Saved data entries
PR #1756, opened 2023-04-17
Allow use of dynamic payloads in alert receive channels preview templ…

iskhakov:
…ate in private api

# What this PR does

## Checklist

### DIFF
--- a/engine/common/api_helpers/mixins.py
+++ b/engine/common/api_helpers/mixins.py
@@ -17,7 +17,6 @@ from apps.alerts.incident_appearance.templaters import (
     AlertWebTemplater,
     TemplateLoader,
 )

...

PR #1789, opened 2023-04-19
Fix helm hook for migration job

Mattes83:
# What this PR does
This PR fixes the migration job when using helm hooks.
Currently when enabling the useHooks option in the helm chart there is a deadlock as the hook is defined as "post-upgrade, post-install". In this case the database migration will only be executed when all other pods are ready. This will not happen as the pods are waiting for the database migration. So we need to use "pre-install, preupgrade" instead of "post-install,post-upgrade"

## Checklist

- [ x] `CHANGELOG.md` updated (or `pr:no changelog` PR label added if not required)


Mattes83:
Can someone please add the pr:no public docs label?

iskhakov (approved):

---

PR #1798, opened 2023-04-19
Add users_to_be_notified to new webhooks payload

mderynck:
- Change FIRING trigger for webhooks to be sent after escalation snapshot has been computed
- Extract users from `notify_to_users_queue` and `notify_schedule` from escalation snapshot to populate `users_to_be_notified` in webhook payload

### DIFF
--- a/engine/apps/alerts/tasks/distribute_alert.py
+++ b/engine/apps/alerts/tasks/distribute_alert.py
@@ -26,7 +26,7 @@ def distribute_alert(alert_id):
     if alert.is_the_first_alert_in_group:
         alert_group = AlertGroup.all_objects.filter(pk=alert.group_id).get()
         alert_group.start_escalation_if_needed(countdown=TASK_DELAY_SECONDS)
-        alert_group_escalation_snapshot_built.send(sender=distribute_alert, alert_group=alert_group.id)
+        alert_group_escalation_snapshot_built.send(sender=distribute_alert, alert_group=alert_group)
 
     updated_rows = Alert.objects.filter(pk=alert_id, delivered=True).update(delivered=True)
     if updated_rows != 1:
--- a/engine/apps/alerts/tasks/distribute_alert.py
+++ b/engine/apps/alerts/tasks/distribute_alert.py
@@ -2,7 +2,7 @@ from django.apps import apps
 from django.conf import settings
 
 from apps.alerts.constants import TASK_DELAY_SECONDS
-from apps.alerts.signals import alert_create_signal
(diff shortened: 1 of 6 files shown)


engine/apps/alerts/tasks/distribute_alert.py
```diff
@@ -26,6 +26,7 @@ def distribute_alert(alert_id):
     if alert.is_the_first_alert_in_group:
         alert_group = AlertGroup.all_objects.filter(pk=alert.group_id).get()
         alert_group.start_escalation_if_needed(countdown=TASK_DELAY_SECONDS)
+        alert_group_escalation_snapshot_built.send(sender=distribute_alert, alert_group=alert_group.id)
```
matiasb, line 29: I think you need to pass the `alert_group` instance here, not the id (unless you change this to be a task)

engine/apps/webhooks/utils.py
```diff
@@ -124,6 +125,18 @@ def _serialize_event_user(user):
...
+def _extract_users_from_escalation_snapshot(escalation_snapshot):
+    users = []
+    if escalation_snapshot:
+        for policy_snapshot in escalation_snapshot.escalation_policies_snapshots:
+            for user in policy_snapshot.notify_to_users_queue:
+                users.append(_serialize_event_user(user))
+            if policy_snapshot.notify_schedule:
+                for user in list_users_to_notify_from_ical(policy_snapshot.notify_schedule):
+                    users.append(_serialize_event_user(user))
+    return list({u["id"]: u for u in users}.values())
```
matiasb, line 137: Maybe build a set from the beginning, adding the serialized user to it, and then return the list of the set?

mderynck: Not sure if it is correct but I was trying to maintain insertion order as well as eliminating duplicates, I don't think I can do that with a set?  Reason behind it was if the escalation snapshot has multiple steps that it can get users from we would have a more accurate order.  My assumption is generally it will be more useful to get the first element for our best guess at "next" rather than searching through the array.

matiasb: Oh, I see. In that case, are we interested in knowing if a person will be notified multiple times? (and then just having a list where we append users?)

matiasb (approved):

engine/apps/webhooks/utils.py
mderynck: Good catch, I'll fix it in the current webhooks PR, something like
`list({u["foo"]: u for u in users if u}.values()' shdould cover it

Problem to solve: Among the entries above, which lines include "values"? List them all.

Problem solution:
+    return list({u["id"]: u for u in users}.values())
`list({u["foo"]: u for u in users if u}.values()' shdould cover it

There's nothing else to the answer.